Records drawn from a dataset:
PR #6286, opened 2018-11-06
Transformer strips similar named methods

cmelchior:
The library-transformer strips all methods marked `@ObjectServer`. Unfortunately, it seems it also strips similar named methods even though they don't have this annotation. In this case `ObjectServerFacade.init(Context, String)`. Renaming the internal method is the quickest way to make 5.8.0 ready for release.

I'll be making a fix for the behaviour after the release.


cmelchior:
Fast-merge

PR #6301, opened 2018-11-15
Update LiveData value when becoming active

RemiLatapy:
Allow LiveData to stay up to date, especially when resuming an activity

It solves this issue: https://stackoverflow.com/questions/49981734/observer-for-android-livedata-not-called-but-it-is-with-observeforever


bmunkholm:
@cmelchior Looks like this needs another review

Issue #6364, opened 2018-12-07
ErrorCode is not correct


cmelchior:
The enum names for the Realm Object Server error codes in `ErrorCode.java` seems to have diverged from their current meaning. 

This is unfortunate as it is most likely a breaking change to fix it, but we need to update them regardless so they are accurate.

Example is `BAD_SERVER_VERSION_DOWNLOAD(111)` which is `bad_changeset_header_syntax(111)`

----

EDIT: This is actually more severe than that. Core reports errors using `(category, code)`, but only the code is sent to Java, this means that some errors are not being mapped correctly.  We need to fix this so error mapping are done using both the error code and category

PR #6379, opened 2019-01-03
Add support for native error category and code

cmelchior:
Closes https://github.com/realm/realm-java/issues/6364
Closes https://github.com/realm/realm-java/issues/6381

Before this PR, native errors where only mapped to Java error codes using their integer value. However, C++ errors are uniquely identified using the pair of `(category, int_value)` and not `int_value` alone. This resulted in some errors being reported as the wrong type. This PR fixes this so Java now uses both values to identify native errors.

Java already has a catch-all error type named `UNKNOWN`. This will now report the native values when encountered which should ease debugging of errors we did not anticipate.

The PR also add support for a few common connection issues thrown by Linux as there is a high chance users will see them in real world apps, and it is easier to handle them this way instead of trying to map the UNKNOWN type to them. 

Java already had a category concept for errors, which makes the terminology a bit icky. For now, the term "Type" is used when we are talking about the C++ error category. We should consider fixing this in the next major release as it will be a breaking change.

Also, for a naming scheme, I have started prefixing the new enum values so we can have similar errors from different categories without having name clashes.

TODO:
- [x] Define the correct error category for all supported types
- [x] Verify that errors are being reported correctly from Sync and Client Reset
  - [x] Protocol level errors
  - [x] Session level errors
  - [x] Object store level errors, especially Client Reset
  - [x] Java level errors (auth)


realm/realm-library/src/objectServer/java/io/realm/ObjectServerError.java
```diff
@@ -56,6 +77,17 @@ public ObjectServerError(ErrorCode errorCode, Throwable exception) {
         this(errorCode, null, exception);
     }
 
+    /**
+     * Errors happening while trying to authenticate a user.
+     *
+     * @param errorCode error code for this type of error.
+     * @param title Title for this type of error.
```
kneth:
```suggestion
     * @param title title for this type of error.
```

realm/realm-library/src/objectServer/java/io/realm/ErrorCode.java
```diff
@@ -212,8 +291,22 @@ public static ErrorCode fromException(Exception exception) {
         }
     }
 
+    public static class Type {
+        public static final String AUTH = "auth"; // Errors from the Realm Object Server
+        public static final String CONNECTION = "realm.basic_system"; // Connection/System errors from the native Sync Client
+        public static final String DEPRECATED = "deprecated"; // Deprecated errors
+        public static final String HTTP = "http"; // Errors from the HTTP layer
```
nhachicha: does it include https ssl errors (like invalid certificat/PEM etc)?

nhachicha:
`permissionManagerAsyncTask_handleTwoErrorsDifferentErrorCode` is failing on CI

realm/realm-library/src/main/cpp/io_realm_internal_OsRealmConfig.cpp
```diff
@@ -281,10 +287,39 @@ JNIEXPORT jstring JNICALL Java_io_realm_internal_OsRealmConfig_nativeCreateAndSe
...
+            // For this reason we manually map the constants to the error integer values defined in Java.
+            // For simplicity Java re-use the values currently defined in errno.h.
+            if (std::strcmp(error_category, "realm.basic_system") == 0) {
+                switch(error_code) {
+                    case ECONNRESET: error_code = 104; break;
+                    case ESHUTDOWN: error_code = 110; break;
+                    case ECONNREFUSED: error_code = 111; break;
+                    case EADDRINUSE: error_code = 112; break;
+                    case ECONNABORTED: error_code = 113; break;
+                    default:
```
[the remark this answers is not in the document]
cmelchior: We can see a lot more error codes here. I'm just mapping the few ones we care especially about. The default case just parses on the other one and they end up being mapped to `UNKNOWN` in Java. The ones with cases here have specific enums in Java.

What the task asks: Each line above should be duplicated without any alteration.

Solution for this problem:
PR #6286, opened 2018-11-06
Transformer strips similar named methods

cmelchior:
The library-transformer strips all methods marked `@ObjectServer`. Unfortunately, it seems it also strips similar named methods even though they don't have this annotation. In this case `ObjectServerFacade.init(Context, String)`. Renaming the internal method is the quickest way to make 5.8.0 ready for release.

I'll be making a fix for the behaviour after the release.


cmelchior:
Fast-merge

PR #6301, opened 2018-11-15
Update LiveData value when becoming active

RemiLatapy:
Allow LiveData to stay up to date, especially when resuming an activity

It solves this issue: https://stackoverflow.com/questions/49981734/observer-for-android-livedata-not-called-but-it-is-with-observeforever


bmunkholm:
@cmelchior Looks like this needs another review

Issue #6364, opened 2018-12-07
ErrorCode is not correct


cmelchior:
The enum names for the Realm Object Server error codes in `ErrorCode.java` seems to have diverged from their current meaning. 

This is unfortunate as it is most likely a breaking change to fix it, but we need to update them regardless so they are accurate.

Example is `BAD_SERVER_VERSION_DOWNLOAD(111)` which is `bad_changeset_header_syntax(111)`

----

EDIT: This is actually more severe than that. Core reports errors using `(category, code)`, but only the code is sent to Java, this means that some errors are not being mapped correctly.  We need to fix this so error mapping are done using both the error code and category

PR #6379, opened 2019-01-03
Add support for native error category and code

cmelchior:
Closes https://github.com/realm/realm-java/issues/6364
Closes https://github.com/realm/realm-java/issues/6381

Before this PR, native errors where only mapped to Java error codes using their integer value. However, C++ errors are uniquely identified using the pair of `(category, int_value)` and not `int_value` alone. This resulted in some errors being reported as the wrong type. This PR fixes this so Java now uses both values to identify native errors.

Java already has a catch-all error type named `UNKNOWN`. This will now report the native values when encountered which should ease debugging of errors we did not anticipate.

The PR also add support for a few common connection issues thrown by Linux as there is a high chance users will see them in real world apps, and it is easier to handle them this way instead of trying to map the UNKNOWN type to them. 

Java already had a category concept for errors, which makes the terminology a bit icky. For now, the term "Type" is used when we are talking about the C++ error category. We should consider fixing this in the next major release as it will be a breaking change.

Also, for a naming scheme, I have started prefixing the new enum values so we can have similar errors from different categories without having name clashes.

TODO:
- [x] Define the correct error category for all supported types
- [x] Verify that errors are being reported correctly from Sync and Client Reset
  - [x] Protocol level errors
  - [x] Session level errors
  - [x] Object store level errors, especially Client Reset
  - [x] Java level errors (auth)


realm/realm-library/src/objectServer/java/io/realm/ObjectServerError.java
```diff
@@ -56,6 +77,17 @@ public ObjectServerError(ErrorCode errorCode, Throwable exception) {
         this(errorCode, null, exception);
     }
 
+    /**
+     * Errors happening while trying to authenticate a user.
+     *
+     * @param errorCode error code for this type of error.
+     * @param title Title for this type of error.
```
kneth:
```suggestion
     * @param title title for this type of error.
```

realm/realm-library/src/objectServer/java/io/realm/ErrorCode.java
```diff
@@ -212,8 +291,22 @@ public static ErrorCode fromException(Exception exception) {
         }
     }
 
+    public static class Type {
+        public static final String AUTH = "auth"; // Errors from the Realm Object Server
+        public static final String CONNECTION = "realm.basic_system"; // Connection/System errors from the native Sync Client
+        public static final String DEPRECATED = "deprecated"; // Deprecated errors
+        public static final String HTTP = "http"; // Errors from the HTTP layer
```
nhachicha: does it include https ssl errors (like invalid certificat/PEM etc)?

nhachicha:
`permissionManagerAsyncTask_handleTwoErrorsDifferentErrorCode` is failing on CI

realm/realm-library/src/main/cpp/io_realm_internal_OsRealmConfig.cpp
```diff
@@ -281,10 +287,39 @@ JNIEXPORT jstring JNICALL Java_io_realm_internal_OsRealmConfig_nativeCreateAndSe
...
+            // For this reason we manually map the constants to the error integer values defined in Java.
+            // For simplicity Java re-use the values currently defined in errno.h.
+            if (std::strcmp(error_category, "realm.basic_system") == 0) {
+                switch(error_code) {
+                    case ECONNRESET: error_code = 104; break;
+                    case ESHUTDOWN: error_code = 110; break;
+                    case ECONNREFUSED: error_code = 111; break;
+                    case EADDRINUSE: error_code = 112; break;
+                    case ECONNABORTED: error_code = 113; break;
+                    default:
```
[the remark this answers is not in the document]
cmelchior: We can see a lot more error codes here. I'm just mapping the few ones we care especially about. The default case just parses on the other one and they end up being mapped to `UNKNOWN` in Java. The ones with cases here have specific enums in Java.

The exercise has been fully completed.